What this task involves:
When a line below contains the string "name", show that line.

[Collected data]

※ ※ ※

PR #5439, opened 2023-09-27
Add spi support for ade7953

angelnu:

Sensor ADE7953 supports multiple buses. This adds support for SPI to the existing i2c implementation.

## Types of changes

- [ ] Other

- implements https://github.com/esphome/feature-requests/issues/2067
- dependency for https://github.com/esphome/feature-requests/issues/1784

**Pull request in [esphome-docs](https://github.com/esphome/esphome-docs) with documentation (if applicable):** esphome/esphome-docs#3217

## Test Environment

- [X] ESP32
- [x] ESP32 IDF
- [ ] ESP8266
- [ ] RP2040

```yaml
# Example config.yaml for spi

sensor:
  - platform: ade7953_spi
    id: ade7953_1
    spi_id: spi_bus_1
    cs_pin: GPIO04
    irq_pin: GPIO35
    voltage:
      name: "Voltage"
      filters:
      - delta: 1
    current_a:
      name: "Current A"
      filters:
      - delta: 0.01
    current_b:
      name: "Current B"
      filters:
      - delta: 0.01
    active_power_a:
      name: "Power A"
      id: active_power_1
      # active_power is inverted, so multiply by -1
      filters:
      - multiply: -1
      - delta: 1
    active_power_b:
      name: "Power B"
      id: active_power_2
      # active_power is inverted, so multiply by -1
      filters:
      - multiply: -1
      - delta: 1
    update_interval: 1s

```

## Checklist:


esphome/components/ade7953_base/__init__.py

※ ※ ※

Final answer:
      name: "Voltage"
      name: "Current A"
      name: "Current B"
      name: "Power A"
      name: "Power B"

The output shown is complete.